| What is required |
Using the listing below, set down each line from the line containing "PR #11205, opened 2026-05-07" through the line containing "### Description", both ends included, exactly and with nothing added.

| Data records |
PR #9824, opened 2025-09-03
fg: make `ValidatingAdmissionPolicy` customizable

MustafaSaber:
This will allow us to control which clusters to enable. And disable on e2e clusters.

### DIFF
--- a/cluster/manifests/deletions.yaml
+++ b/cluster/manifests/deletions.yaml
@@ -30,6 +30,14 @@ post_apply:
   namespace: cron
   kind: LimitRange
 {{ end }}
+{{ if ne .Cluster.ConfigItems.fabric_gateway_custom_validation_enabled "true" }}
+- name: "fabricgateway-policy.zalando.org"
+  namespace: default
+  kind: ValidatingAdmissionPolicy
+- name: "fabricgateway-policy.zalando.org"
+  namespace: default
+  kind: ValidatingAdmissionPolicyBinding
+{{ end }}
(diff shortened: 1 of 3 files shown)


greeshma1196:
👍

cluster/manifests/deletions.yaml
```diff
@@ -30,6 +30,14 @@ post_apply:
...
   kind: LimitRange
 {{ end }}
+{{ if ne .Cluster.ConfigItems.fabric_gateway_custom_validation_enabled "true" }}
+- name: "fabricgateway-policy.zalando.org"
+  namespace: default
+  kind: ValidatingAdmissionPolicy
+- name: "fabricgateway-policy.zalando.org"
+  namespace: default
+  kind: ValidatingAdmissionPolicyBinding
+{{ end }}
```
madumalt, line 40: I do not understand this part. May I ask why do we want this part here?

MustafaSaber: let's say you enable this resource on `cluster-x` then make the config-item false, without this deletions file the resource won't be deleted from the cluster, it's like you do `kubectl apply -f ./deploy`  then you remove the yaml file from `deply` folder and do `kubectl apply -f ./deploy` it won't be applied again but also it won't be deleted

madumalt: got it, thanks for the explanation!

madumalt (approved):

szuecs:
:+1:

PR #11205, opened 2026-05-07
Disable poweruser networkpolicy access by default

mikkeloscar:
By default PowerUsers should not have access to crea/temodify networkpolicies. Put it behind a config-item to allow us to enable it per cluster e.g. in some test clusters where users want to explore the feature.

This is only relevant for EKS and only when: `aws_vpc_cni_enable_network_policy: true`


tcondeixa (approved):

linki:
👍

PR #11209, opened 2026-05-07
Inject default do-not-disrupt grace-period in pods

mikkeloscar:
### Description

This implement automatic injection of an annotation `karpenter.sh/do-not-disrupt: "30m"` when `pod.prevent-scale-down.grace-period-default: 30m` is set and none of the following conditions are true:

* Pod is a CronJob pod (gets `karpenter.sh/do-not-disrupt: "true"`)
* Pod is orphaned (gets `karpenter.sh/do-not-disrupt: "true"`)
* Pod has `zalando.org/prevent-scale-down: "true"` set (gets `karpenter.sh/do-not-disrupt: "true"`)
* Target node pools are not Karpenter (currently only implemented for this)

The idea is that all pods get this by default which essentially ensures a minimum runtime of that grace-period before they can be disrupted.
This uses a feature introduced in [Karpenter v1.12.0](https://github.com/kubernetes-sigs/karpenter/releases/tag/v1.12.0)

If users attempt to set a custom value of e.g `karpenter.sh/do-not-disrupt: "1h"` it will be rejected as we don't allow users to set a value themselves.

The value is set to 30m in production and 15m in test for now.

### DIFF
--- a/cluster/config-defaults.yaml
+++ b/cluster/config-defaults.yaml
@@ -802,6 +802,11 @@ teapot_admission_controller_runtime_policy_spot_hard_assignment: "false"
 
 # Enable and configure prevent scale down annotation
 teapot_admission_controller_prevent_scale_down_enabled: "true"
+{{if eq .Cluster.Environment "production"}}
+teapot_admission_controller_prevent_scale_down_grace_period_default: "30m"
+{{else}}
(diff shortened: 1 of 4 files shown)


tcondeixa (approved):

mikkeloscar:
:+1:

PR #11216, opened 2026-05-08
Run node DNS with static interface [1/4]

mikkeloscar:
## Problem

Today the per node DNScache+CoreDNS listens on 0.0.0.0/::0 and kubelet is dynamically configured to map the private IP of the node to the clusterDNS. This means the `/etc/resolve.conf` of the pods will point to the IP of the local node.

This dynamic setup puts a requirement of dynamically configuring kubelet on startup which is currently encoded in the custom AMI. This makes it more complicated to switch to another AMI without carrying over this complexity.

## Solution

Instead of using the _dynamic_ node IP we can simple define a static IP in the 'link-local' range '169.254.0.0/16' for IPv4 or from the 'Unique Local Address' range in IPv6 'fd00::/8'. This is inspired by how the [NodeLocal DNScache](https://kubernetes.io/docs/tasks/administer-cluster/nodelocaldns/) is configured.
That way we can configure a static clusterDNS address for every AMI which is supported out of the box e.g. in EKS optimized AMIs/Karpenter.

To solve this, this PR introduces a sidecar container `dnscache-interface` to the CoreDNS daemonset pods. The purpose of this container is to setup a dummy interface and map a static IP to it which is then used for DNS.

Essentially the container does the equivalent of:

```bash
IFACE="dnscache"
IP="169.254.20.10"

ip link add ""$IFACE" type dummy
# Bring it up
ip link set "$IFACE" up
# Assign IP
ip addr add "$IP" dev "$IFACE"
```

Additionally the resources are changed from being per container in the daemonset pods, to be [at the pod level](https://kubernetes.io/docs/concepts/configuration/manage-resources-containers/#pod-level-resource-specification) (Feature since Kubernetes v1.34). This simplifies the resource settings as the containers can just share the resources and we don't need to tweak per container. Likely we can reduce the default resources this way. For now the resources are just the sum of the previous per container resources, with the assumption that the new container, `dnscache-interface`, can simply use the spare resources already allocated, it does so little that it should not affect anything.

### Roll out

The CoreDNS daemonset pods are tied to the lifecycle of a node, because we can't just restart the pods without downtime of DNS. The implication of this design is that we need to roll the nodes in multiple stages in order to ensure a zero downtime roll out.

The roll out stages are as follows:

1. The new dnscache-interface container is enabled in the daemonset, this will setup the static interface on all new pods/nodes
2. The unbound (dnscache) config is changed to listen on both 0.0.0.0/::0 and the static ipaddress/interface. This ensures that kubelet still can connect to 0.0.0.0 which is required until the AMI/kubelet config is changed.
3. The AMI/Kubelet is updated to use the static ipaddress meaning DNS traffic will stop going over 0.0.0.0
4. 0.0.0.0/::0 is removed from the unbound (dnscache) config as it's no longer needed

#### Why not just use upstream NodeLocal DNScache?

The current DNS cache setup is based on extensive performance testing also comparing NodeLocal DNS cache where unbound + CoreDNS was the best performing setup in terms of latency and resource usage

### DIFF
--- a/cluster/config-defaults.yaml
+++ b/cluster/config-defaults.yaml
@@ -1062,12 +1062,23 @@ external_dns_mem: "4Gi"
 expirimental_dns_unbound_liveness_probe: "true"
 
 # DNS container resources
-dns_unbound_cpu: "100m"
-dns_unbound_mem: "50Mi"
-dns_unbound_exporter_cpu: "10m"
-dns_unbound_exporter_mem: "45Mi"
-dns_coredns_cpu: "50m"
-dns_coredns_mem: "100Mi"
+dns_coredns_cpu: "160m"
+dns_coredns_mem: "195Mi"
+
+# Roll out of static dns interface
+#
+# The rollout needs to be in multiple stages to avoid disruption of node local
+# DNS. Each stage must fully complete i.e. all CoreDNS pods must rotate (thus
+# all nodes must rotate) before going to the next stage.
+#
+# stages:
+#
+#  interface - static interface container runs
+#  listening - dns cache listens to static interface
+#  kubelet - kubelet configures static dns IP address - worker node rotation!
+#  only_interface - dns cache listens _only_ on the static interface
+#
+dns_static_interface: "interface"
 
 # special roles for test/pet clusters
 {{if eq .Cluster.Environment "e2e"}}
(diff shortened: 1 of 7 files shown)


szuecs:
nice

mikkeloscar:
👍

zaklawrencea (approved):

PR #11217, opened 2026-05-08
Run node DNS with static interface [2/4]

mikkeloscar:
This is the second phase of the roll out described in #11216 

All clusters have the stage defined at cluster level so this will only affect e2e (and new clusters).


mikkeloscar:
:+1:

zaklawrencea:
:+1:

| Written answer |
PR #11205, opened 2026-05-07
Disable poweruser networkpolicy access by default

mikkeloscar:
By default PowerUsers should not have access to crea/temodify networkpolicies. Put it behind a config-item to allow us to enable it per cluster e.g. in some test clusters where users want to explore the feature.

This is only relevant for EKS and only when: `aws_vpc_cni_enable_network_policy: true`


tcondeixa (approved):

linki:
👍

PR #11209, opened 2026-05-07
Inject default do-not-disrupt grace-period in pods

mikkeloscar:
### Description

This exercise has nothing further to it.